PR #1744, opened 2021-03-26
Introduce actor factories

t-bast:
We'd like to provide an abstraction for child actors creation, otherwise our actors become too tightly coupled and hard to test in isolation. But we don't want to move too much business logic outside of the actor (for instance the choice of child supervision strategy).

I'm going with a simple ad-hoc factory pattern in this PR, which removes unnecessary fields in actor constructors and allows more flexibility in tests. I must say I'm not entirely satisfied, but can't find a simple alternative (it's important to have a simple solution here, I don't want to make it harder for readers of the code).

If you have a better naming for the concrete Factory classes, let me know!


pm47:
I don't really like factories in general, but I don't know a better way of solving your problem, and I have to say it looks pretty clean.

Regarding names, I would have gone with `SimplePeerFactory`/`SimpleChannelFactory`.

t-bast:
> Regarding names, I would have gone with SimplePeerFactory/SimpleChannelFactory.

Harmonized in https://github.com/ACINQ/eclair/pull/1744/commits/52af73030cf5b1751988d460e00f0035d6739954

pm47 (approved):

PR #1745, opened 2021-03-29
Fix implementation of Dijkstra's algorithm

thomash-acinq:
Ensure that we only visit each node once in Dijkstra's algorithm.

### DIFF
--- a/eclair-core/src/main/scala/fr/acinq/eclair/router/Graph.scala
+++ b/eclair-core/src/main/scala/fr/acinq/eclair/router/Graph.scala
@@ -208,8 +208,8 @@ object Graph {
     while (toExplore.nonEmpty && !targetFound) {
       // node with the smallest distance from the target
       val current = toExplore.dequeue() // O(log(n))
-      if (current.key != sourceNode) {
-        val currentWeight = bestWeights(current.key) // NB: there is always an entry for the current in the 'bestWeights' map
+      targetFound = current.key == sourceNode
+      if (!targetFound && current.weight == bestWeights(current.key)) { // NB: there is always an entry for the current key in the 'bestWeights' map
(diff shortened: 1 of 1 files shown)


eclair-core/src/main/scala/fr/acinq/eclair/router/Graph.scala
```diff
@@ -208,8 +209,9 @@ object Graph {
     while (toExplore.nonEmpty && !targetFound) {
       // node with the smallest distance from the target
       val current = toExplore.dequeue() // O(log(n))
-      if (current.key != sourceNode) {
-        val currentWeight = bestWeights(current.key) // NB: there is always an entry for the current in the 'bestWeights' map
```
t-bast, line 212: Are you sure about that change?
At first glance getting the best weight from this map seems useful, doesn't it?

t-bast (commented):
Good catch!

eclair-core/src/main/scala/fr/acinq/eclair/router/Graph.scala
thomash-acinq: It's exactly the same weight. We already have it in `current.weight`, there is no point in getting it from somewhere else.

Actually we could remove `bestWeights` completely, it's not needed by the algorithm, the comparison between the different weights for a node is done inside the priority queue.
Now it's just used to know when to update `bestEdges` and it sometimes prevents adding useless weights to the priority queue.

t-bast: > the comparison between the different weights for a node is done inside the priority queue.

Right, I glossed over that point, once you realize this it's obviously not needed.

t-bast (approved):

PR #1746, opened 2021-03-30
Add support for dual db backend

pm47:
We still use sqlite as the primary db, but all calls are replicated
asynchronously on postgres.

The goal is to prepare a smooth transition from sqlite to postgres
on a production server. This is a very specific use case and most users
shouldn't use it, which is why the new config `eclair.db.driver=dual` is
not documented.

### DIFF
--- a/eclair-core/src/main/scala/fr/acinq/eclair/db/DualDatabases.scala
+++ b/eclair-core/src/main/scala/fr/acinq/eclair/db/DualDatabases.scala
@@ -1,0 +1,378 @@
+package fr.acinq.eclair.db
+
+import com.google.common.util.concurrent.ThreadFactoryBuilder
+import fr.acinq.bitcoin.{ByteVector32, Crypto, Satoshi}
+import fr.acinq.eclair.channel._
+import fr.acinq.eclair.db.Databases.{FileBackup, PostgresDatabases, SqliteDatabases}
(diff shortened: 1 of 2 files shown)


eclair-core/src/main/scala/fr/acinq/eclair/db/DualDatabases.scala
```diff
@@ -0,0 +1,378 @@
...
+
+object DualDatabases extends Logging {
+
+  /** Run asynchronously and print errors */
+  def runAsync[T](f: => T)(implicit ec: ExecutionContext): Future[T] = Future {
+    Try(f) match {
+      case Success(res) => res
+      case Failure(t) =>
+        logger.error("postgres error:\n", t)
+        throw t
```
t-bast, line 55: Do we really want to throw here?
Since Sqlite is our primary DB, shouldn't we just swallow errors since this dual mode is only meant to let us monitor how postgres behaves in practice? This way we're sure it doesn't impact the running node, and can be deployed on mainnet safely (hopefully?).

pm47: It already works that way, because this is all within a future that we are not waiting on. We have to provide a return type or an exception, but the `throw` is effectively ignored.

t-bast (approved):

PR #1747, opened 2021-03-30
Shortest paths: prevent producing loops and remove some duplicated work

thomash-acinq:
Several improvements to `yenKshortestPaths`:
- Run `yenKshortestPaths` backwards like what is already done in `dijkstraShortestPath`. It allows to compute the correct weights directly.
- Prevent producing loops by excluding the root path nodes
- Do not run `dijkstraShortestPath` several times on the same input by only computing spur paths for new edges. `shortestPaths(k)` often has a lot of overlap with the previous `shortestPaths` so a lot of the poential spur nodes were already considered.

### DIFF
--- a/eclair-core/src/main/scala/fr/acinq/eclair/router/Graph.scala
+++ b/eclair-core/src/main/scala/fr/acinq/eclair/router/Graph.scala
@@ -103,7 +103,7 @@ object Graph {
       return Seq.empty // if we can't even find a single path, avoid returning a Seq(Seq.empty)
     }
 
-    case class PathWithSpur(p : WeightedPath, spurIndex : Int)
+    case class PathWithSpur(p: WeightedPath, spurIndex: Int)
     implicit object PathWithSpurComparator extends Ordering[PathWithSpur] {
       override def compare(x: PathWithSpur, y: PathWithSpur): Int = y.p.weight.compare(x.p.weight)
     }
--- a/eclair-core/src/main/scala/fr/acinq/eclair/router/Graph.scala
+++ b/eclair-core/src/main/scala/fr/acinq/eclair/router/Graph.scala
@@ -117,9 +117,9 @@ object Graph {
     // main loop
     for (k <- 1 until pathsToFind) {
       if (!allSpurPathsFound) {
-        val prevShortestPath = shortestPaths(k - 1).p.path
+        val PathWithSpur(WeightedPath(prevShortestPath, _), spurIndex) = shortestPaths(k - 1)
         // for every new edge in the path, we will try to find a different path before that edge
-        for (i <- shortestPaths(k - 1).spurIndex until prevShortestPath.length) {
+        for (i <- spurIndex until prevShortestPath.length) {
           // select the spur node as the i-th element from the target of the previous shortest path
           val spurNode = prevShortestPath(prevShortestPath.length - 1 - i).desc.b
           // select the sub-path from the spur node to the target
--- a/eclair-core/src/main/scala/fr/acinq/eclair/router/Graph.scala
+++ b/eclair-core/src/main/scala/fr/acinq/eclair/router/Graph.scala
@@ -141,7 +141,6 @@ object Graph {
           if (spurPath.nonEmpty) {
             val completePath = spurPath ++ rootPathEdges
             val candidatePath = WeightedPath(completePath, pathWeight(sourceNode, completePath, amount, currentBlockHeight, wr))
-            assert(boundaries(candidatePath.weight) && !shortestPaths.exists(_.p == candidatePath) && !candidates.exists(_.p == candidatePath) && validatePath(completePath, amount))
             candidates.enqueue(PathWithSpur(candidatePath, i))
           }
         }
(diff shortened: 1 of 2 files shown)


eclair-core/src/main/scala/fr/acinq/eclair/router/Graph.scala
```diff
@@ -98,49 +98,50 @@ object Graph {
...
-        val prevShortestPath = shortestPaths(k - 1).path
-        // for every edge in the path, we will try to find a different path after that edge
-        for (i <- prevShortestPath.indices) {
-          // select the spur node as the i-th element of the previous shortest path
-          val spurNode = prevShortestPath(i).desc.a
-          // select the sub-path from the source to the spur node
-          val rootPathEdges = prevShortestPath.take(i)
+        val prevShortestPath = shortestPaths(k - 1).p.path
+        // for every new edge in the path, we will try to find a different path before that edge
+        for (i <- shortestPaths(k - 1).spurIndex until prevShortestPath.length) {
```
t-bast, line 122: nit:

```suggestion
        val PathWithSpur(WeightedPath(prevShortestPath, _), spurIndex) = shortestPaths(k - 1)
        // for every new edge in the path, we will try to find a different path before that edge
        for (i <- spurIndex until prevShortestPath.length) {
```

eclair-core/src/main/scala/fr/acinq/eclair/router/Graph.scala
```diff
@@ -98,49 +98,50 @@ object Graph {
...
+          // if for example the spur node is D, and we already found shortest paths ending with A->D->E and B->D->E,
+          // we want to ignore the A->D and B->D edges
+          // [...] --> A --+
+          //               |
+          // [...] --> B --+--> D --> E
+          //               |
+          // [...] --> C --+
+          val alreadyExploredEdges = shortestPaths.collect { case p if p.p.path.takeRight(i) == rootPathEdges => p.p.path(p.p.path.length - 1 - i).desc }.toSet
+          // we also want to ignore any vertex on the root path to prevent loops
+          val alreadyExploredVertices = rootPathEdges.map(_.desc.b).toSet
```
t-bast, line 137: Isn't this too aggressive? Aren't we going to miss edges from a previously explored vertex that lead to a new alternative route?

eclair-core/src/main/scala/fr/acinq/eclair/router/Graph.scala
```diff
@@ -175,7 +175,6 @@ object Graph {
    * @param wr                 ratios used to 'weight' edges when searching for the shortest path
    */
   private def dijkstraShortestPath(g: DirectedGraph,
-                                   sender: PublicKey,
```
t-bast, line 178: Clever, you've been able to remove the need for that field by reversing the flow of k-shortest path, I like it!

t-bast (commented):
Nice work!
I'll run some tests on a real-world graph.

eclair-core/src/main/scala/fr/acinq/eclair/router/Graph.scala
thomash-acinq: No, any spur path that passes through a node on the root path would create a loop since the same node is visited once in the spur path and then again in the root path. That's why it used to produce paths with loops.

eclair-core/src/test/scala/fr/acinq/eclair/router/RouteCalculationSpec.scala
```diff
@@ -1545,6 +1546,82 @@ class RouteCalculationSpec extends AnyFunSuite with ParallelTestExecution {
...
+  test("k-shortest paths must be distinct") {
+
+    def makeEdges(n: Int): Seq[GraphEdge] = {
+      val nodes = new Array[(PublicKey, PublicKey)](n)
+      for (i <- nodes.indices) {
+        nodes(i) = (randomKey.publicKey, randomKey.publicKey)
+      }
+      val q = new mutable.Queue[GraphEdge]
+      q.enqueue(makeEdge(1L, a, nodes(0)._1, 100 msat, 90))
+      q.enqueue(makeEdge(2L, a, nodes(0)._2, 100 msat, 100))
```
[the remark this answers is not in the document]
thomash-acinq: I wanted to ensure that all the shortest paths share as long a prefix as possible. By having one side more expensive, I guarantee that all k-shortest paths differ by at most one node from the shortest path.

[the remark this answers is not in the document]
t-bast: Ok, that's understandable, then maybe add a comment to explain that?
Do you think it's worth having both tests (once with same cost everywhere and one with one cheaper route to have long common prefixes)?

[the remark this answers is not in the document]
thomash-acinq: Yes, I've added the test with all paths costing the same.

t-bast (approved):
LGTM :+1:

● EXERCISE AIM: What lines of the preceding data include the string "sourceNode"? Pull them out.

● ANSWER BOX:
-      if (current.key != sourceNode) {
+      targetFound = current.key == sourceNode
-      if (current.key != sourceNode) {
             val candidatePath = WeightedPath(completePath, pathWeight(sourceNode, completePath, amount, currentBlockHeight, wr))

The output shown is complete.